Unfortunately, a lot of plaintiffs fail to meet even these minimal pleading requirements. These aren’t difficult facts, and nothing is peculiarly in the possession of the defense side. Quite the opposite, in some states defendants can’t even contact a plaintiffs’ treaters. Thus, we don’t see any good reason not to apply TwIqbal’s usual standard to the pleading of warning causation in learned intermediary cases.

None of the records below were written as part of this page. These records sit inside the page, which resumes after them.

PR #2144, opened 2020-05-07
Browser: Escape percent sign in download progress format string

linusg:
Otherwise the following is printed:

```
printf_internal: Unimplemented format specifier   (fmt: 0% of %s)
```


awesomekling:
D'oh!

PR #2227, opened 2020-05-15
LibCore: Make IODevice::can_read_line() const

### LINKED ISSUE #2219: Core::IODevice::can_read_line() should be const and make its cache mutable
Raised by @bugaevc in https://github.com/SerenityOS/serenity/pull/2218#discussion_r424984336

alimpfard:
such const-correctness, much wow

I'm going to leave the `{} -> { }` changes in (as per #2213), if we'd rather do that in a separate commit, I can drop those.

-> Fixes #2219


awesomekling:
Straight up pleasant change

PR #2239, opened 2020-05-15
Clipboard history

bugaevc:
image

In the future, we can also support deleting history items.


awesomekling:
Merged with copyright headers as acc107a44feadcaec5ecfc6fded97fb1a3421132 and f7ae66cee395db5d8fd16398071bc2917124633e :)

bugaevc:
Oof I was constantly reminding myself I need to add copyright headers and forgot it at the end 🙁

awesomekling:
Note that we fail the build on missing headers, which is why this PR was red :)

PR #2240, opened 2020-05-15
LibELF: Handle DT_SONAME dynamic entries

ADKaster:
Store the offset in the string table for the DT_SONAME entry. Now that
the build uses cmake, cmake is helpfully passing --Wl,-soname to the
linker for shared objects. This makes the LinkDemo run again.


awesomekling:
:+1:

PR #2241, opened 2020-05-15
Shell: Add job control; switch builtins arg parsing to ArgsParser, Use Core::EventLoop / Kernel: waitpid "improvements"

alimpfard:
This PR ultimately adds `jobs`, `fg` and `bg` to Shell, and patches Shell builtins to use ArgsParser.

A few additions and fixes are made to accommodate this:

- ArgsParser: Fixes to allow calling ::parse() multiple times in a process
- Kernel+LibC: Fixes to make `waitpid` usable for job control purposes (**this bit needs review**)
- Shell: All the refactorings to use `Core::EventLoop`


Kernel/Process.cpp
```diff
@@ -2486,8 +2486,9 @@ KResultOr<siginfo_t> Process::do_waitid(idtype_t idtype, int id, int options)
         return KResult(-EINVAL);
     }
 
-    if (Thread::current->block<Thread::WaitBlocker>(options, waitee_pid) != Thread::BlockResult::WokeNormally)
-        return KResult(-EINTR);
+    if (!(options & WNOHANG))
+        if (Thread::current->block<Thread::WaitBlocker>(options, waitee_pid) != Thread::BlockResult::WokeNormally)
+            return KResult(-EINTR);
```
awesomekling, line 2491: Seems like we should handle this in the `if (options & WNOHANG)` block above this code, no?
Also please wrap multi-line blocks in `{ }` :)

Libraries/LibC/sys/wait.cpp
```diff
@@ -72,6 +72,10 @@ pid_t waitpid(pid_t waitee, int* wstatus, int options)
         case CLD_STOPPED:
             *wstatus = siginfo.si_status << 8 | 0x7f;
             break;
+        case CLD_CONTINUED:
+            *wstatus = 0;
+            return 0; // return 0 if running
+            break;
```
awesomekling, line 78: No need for `break` after `return`.

Kernel/Process.cpp
```diff
@@ -2504,13 +2504,33 @@ KResultOr<siginfo_t> Process::do_waitid(idtype_t idtype, int id, int options)
...
-        ASSERT(waitee_thread->state() == Thread::State::Stopped);
+        ASSERT((options & WNOHANG) || waitee_thread->state() == Thread::State::Stopped);
         siginfo_t siginfo;
         memset(&siginfo, 0, sizeof(siginfo));
         siginfo.si_signo = SIGCHLD;
         siginfo.si_pid = waitee_process->pid();
         siginfo.si_uid = waitee_process->uid();
-        siginfo.si_code = CLD_STOPPED;
+
+        // FIXME: I _really_ don't know what this should actually do
```
awesomekling, line 2514: POSIX @ https://pubs.opengroup.org/onlinepubs/9699919799/functions/waitid.html
>The application shall ensure that the infop argument points to a siginfo_t structure. If waitid() returns because a child process was found that satisfied the conditions indicated by the arguments idtype and options, then the structure pointed to by infop shall be filled in by the system with the status of the process; the si_signo member shall be set equal to SIGCHLD. If waitid() returns because WNOHANG was specified and status is not available for any process specified by idtype and id, then the si_signo and si_pid members of the structure pointed to by infop shall be set to zero and the values of other members of the structure are unspecified.

Linux @ http://man7.org/linux/man-pages/man2/sigaction.2.html
>The si_code field inside the siginfo_t argument that is passed to a SA_SIGINFO signal handler is a value (not a bit mask) indicating why this signal was sent.  ...
>For a non-ptrace(2) event, the values that can appear in si_code are described in the remainder of this section.

So POSIX doesn't go into any detail about `si_code`, really. I think maybe we can skip this field until we know we actually need it for communicating something. No need to bend over backwards just to imitate some obscure part of Linux kernel behavior.

Kernel/Process.cpp
alimpfard: we should not-block the thread?

I could assign that to a variable, I guess?

Kernel/Process.cpp
alimpfard: Well that bit is trying to communicate whether the child is running, I guess it's fine to set it to whatever since POSIX doesn't really specify?

Kernel/Process.cpp
awesomekling: Hmm hold on.. This code is organized a bit weirdly.

The above block will return from the function if `WNOHANG` *except* if the waitee process is not dead. It looks like a happy accident that we fall through for stopped children and then go through the same checks again.

Can we organize this code so it reads a bit more clearly and you can easily tell what's going on? :)

alimpfard: Actually, come think of it, why is it even structured like this?
maybe we should just let `Thread::block()` happen, but exit immediately in WaitBlocker if WNOHANG?
(I'm trying to wrap my head around what would happen if we request P_ALL and WNOHANG)

awesomekling: That sounds like it could be a lot more elegant yeah. Great idea :)

Kernel/Process.cpp
alimpfard: I guess we can leave it like it until it breaks something or does something unexpected?
it seems to work fine for its current use-case

awesomekling: Either way is fine really. :)

alimpfard: Then let's just go with this
> too lazy to change it anway

Shell/main.cpp
```diff
@@ -191,33 +194,57 @@ static int sh_exit(int, const char**)
...
 }
 
 static int sh_unset(int argc, const char** argv)
 {
-    if (argc != 2) {
-        fprintf(stderr, "usage: unset variable\n");
+    Vector<const char*> vars;
+
+    Core::ArgsParser parser;
+    parser.add_positional_argument(vars, "list of variables", "variables", Core::ArgsParser::Required::Yes);
```
bugaevc, line 240: Here and below: the convention is to start the help text with capital letter.

Shell/main.cpp
```diff
@@ -379,23 +410,188 @@ static int sh_time(int argc, const char** argv)
...
+        case Basic:
+            printf("[%llu] %s %s\n", job.value.job_id(), status, job.value.cmd().characters());
+            break;
+        case OnlyPID:
+            printf("[%llu] %d %s %s\n", job.value.job_id(), pid, status, job.value.cmd().characters());
+            break;
+        case ListAll:
+            printf("[%llu] %d %d %s %s\n", job.value.job_id(), pid, job.value.pgid(), status, job.value.cmd().characters());
+            break;
+        }
```
bugaevc, line 467: Idea for the future: could we make the jobs in this list be links to open them in SystemManager, somehow?

Shell/main.cpp
```diff
@@ -847,6 +1060,35 @@ static ExitCodeOrContinuationRequest::ContinuationRequest is_complete(const Vect
...
+            return_value = WEXITSTATUS(wstatus);
+        g.jobs.remove(pid);
+    } else if (WIFSTOPPED(wstatus)) {
+        fprintf(stderr, "Shell: [%llu] %s(%d) %s\n", job_id, name.characters(), pid, strsignal(WSTOPSIG(wstatus)));
+    } else {
+        if (WIFSIGNALED(wstatus)) {
+            printf("Shell: [%llu] %s(%d) exited due to signal '%s'\n", job_id, name.characters(), pid, strsignal(WTERMSIG(wstatus)));
+        } else {
+            printf("Shell: [%llu] %s(%d) exited abnormally\n", job_id, name.characters(), pid);
+        }
```
bugaevc, line 1086: And here — again, for the future — instead of emitting boring text, emit some magic escape characters to let the terminal draw the card red and display the exit code / signal number elsewhere.

Shell/main.cpp
```diff
@@ -1487,6 +1714,13 @@ int main(int argc, char** argv)
         save_history();
     });
 
+    signal(SIGCHLD, [](int) {
+        auto child_pid = waitpid(-1, nullptr, WNOHANG);
+        if (child_pid != -1) {
+            g.jobs.remove(child_pid);
```
bugaevc, line 1720: Don't just remove it, we have to print the info ("Job foo terminated")

Shell/main.cpp
alimpfard: Could certainly be an interesting feature.
Perhaps a unique protocol for launchserver?

Shell/main.cpp
alimpfard: printing in signal handlers just...scares me

Shell/main.cpp
alimpfard: Noted.

Shell/main.cpp
bugaevc: Don't print from the signal handler, that's indeed scary. Just stash the info away for later. SystemServer uses a deferred invocation for this, dunno if the shell can do the same (does it even use `Core::EventLoop`?), but something like that:

https://github.com/SerenityOS/serenity/blob/cd298446328af0d71a74d31f750fb1326689a3fe/Services/SystemServer/main.cpp#L55-L62

bugaevc: (Although SystemServer does in fact `dbg()` from the handler, and it works just fine).

Shell/main.cpp
alimpfard: This needs a lot of thought and discussion, I am more in favour of doing this via RPC, but kling is also very right in that it should work for remote hosts as well
we could certainly add Serenity Terminal-specific escape sequences, but it just turns into another mess on top of more previous messes

Needless to say, I am very much willing to do this, once we settle on something.

Shell/main.cpp
alimpfard: I guess we change the shell loop to work with `Core::EventLoop`, and this stuff would be magically better

Kernel/Process.cpp
```diff
@@ -2483,13 +2458,32 @@ KResultOr<siginfo_t> Process::do_waitid(idtype_t idtype, int id, int options)
...
+        case Thread::State::Running:
+        case Thread::State::Runnable:
+        case Thread::State::Blocked:
+        case Thread::State::Dying:
+        case Thread::State::Queued:
+            siginfo.si_code = CLD_CONTINUED;
+            break;
+        case Thread::State::Dead:
+            siginfo.si_code = CLD_EXITED;
+            break;
```
bugaevc, line 2481: But we have just checked that it ain't dead above...

Kernel/Scheduler.cpp
```diff
@@ -274,7 +274,8 @@ bool Thread::WaitBlocker::should_unblock(Thread& thread, time_t, long)
         }
 
         bool wait_finished = ((m_wait_options & WEXITED) && child_exited)
-            || ((m_wait_options & WSTOPPED) && child_stopped);
+            || ((m_wait_options & WSTOPPED) && child_stopped)
+            || (m_wait_options & WNOHANG);
```
bugaevc, line 278: Why are we doing this again, instead of not blocking in the first place?

bugaevc:
Meta note: can we maybe get a saner abstraction for working with children & signals while using an event loop? Maybe `Core::EventLoop` itself should learn how to do this (perhap with some notifier-like helpers for children and signals that you would register). Doing this all by hand each time feels brittle and tedious.

Kernel/Scheduler.cpp
alimpfard: We need the child pid in case we pass it P_ALL

alimpfard:
> some notifier-like helpers for children and signals that you would register

I am not that familiar with the whole Notifier architecture; but the event loop itself handling children and signals look a lot like over-abstraction to me
I'm probably seeing it wrong.

bugaevc:
I'm actually thinking of the way kqueue supports `EVFILT_SIGNAL`, and Linux has `signalfd` — they're all supposed to be used for responding to signals when using an event loop the same way you respond to other events.

We don't have to add some special signal specifics to `select`/`poll` (or maybe it's a good idea), but it would be nice to be able to handle child/signal events the same way we do other events.

alimpfard:
Hmmm...I see.
as for switching to EventLoop...I can't get more than one event to be processed, so...perhaps more suited to another PR?

I think we should just fix glaring issues with this PR and mess with the architecture in another PR

Shell/main.cpp
alimpfard: This PR will do a very silly thing, and print from the signal handler...we should _really_ switch to Core::EventLoop asap

bugaevc:
Yea, I'm not blocking this PR on those ideas, just thinking out loud.

Shell/Execution.h
```diff
@@ -1,5 +1,5 @@
 /*
- * Copyright (c) 2018-2020, Andreas Kling <kling@serenityos.org>
+ * Copyright (c) 2020, The SereniyOS developers.
```
alimpfard, line 2: Git is too darn smart for its own good...

Dexesttp: That typo tho ^^ You have the same one remaining in Shell.cpp / Shell.h fyi.

alimpfard: lol I made a script that auto-adds these...and typo'd the darn thing.
good job me.

alimpfard: Thanks for catching that.

alimpfard:
Oh ouch...I rebased b11c7ad away...

awesomekling:
I like the shell becoming event-driven. It would be nice if it could also idle in the event loop instead of idling by blocking on `read()` but that's more rearchitecting.

alimpfard:
Yeah, I was thinking if we could provide an opt-in event-driven API for LibLine and how that would work.
the shell _just_ might get even more event-driven, who knows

Most courts appear to agree. TwIqbal-based dismissal was affirmed in Tutwiler v. Sandoz, Inc., 726 Fed. Appx. 753 (11th Cir. April 9, 2018) (applying Alabama law), since the plaintiff “failed to allege that if her physician had been aware of the risks of prescribing [the drug] he would not have prescribed the drug to her.” Id. at 756 (citation and quotation marks omitted). The Eleventh Circuit explained:
[Plaintiff] has still failed to plead that the failure to warn was the actual and proximate cause of [her] injury, as required by Alabama law. . . . Alabama’s separate requirement [is] that [plaintiff] also plead proximate causation − that [the prescriber] would not have prescribed her [the drug] had he known of its dangers. [Plaintiff] failed to do this. Instead, she claims that she would not have taken [the drug] had she known of its dangerous effects. Regardless of what [plaintiff] would or would not have done with the information, Alabama law requires a showing of what [the prescriber] would have done with it. Without more, [plaintiff] fails to allege what effect on the physician the allegedly-omitted information would have had. . . . This failure leaves [plaintiff] short of meeting her burden to plead proximate causation.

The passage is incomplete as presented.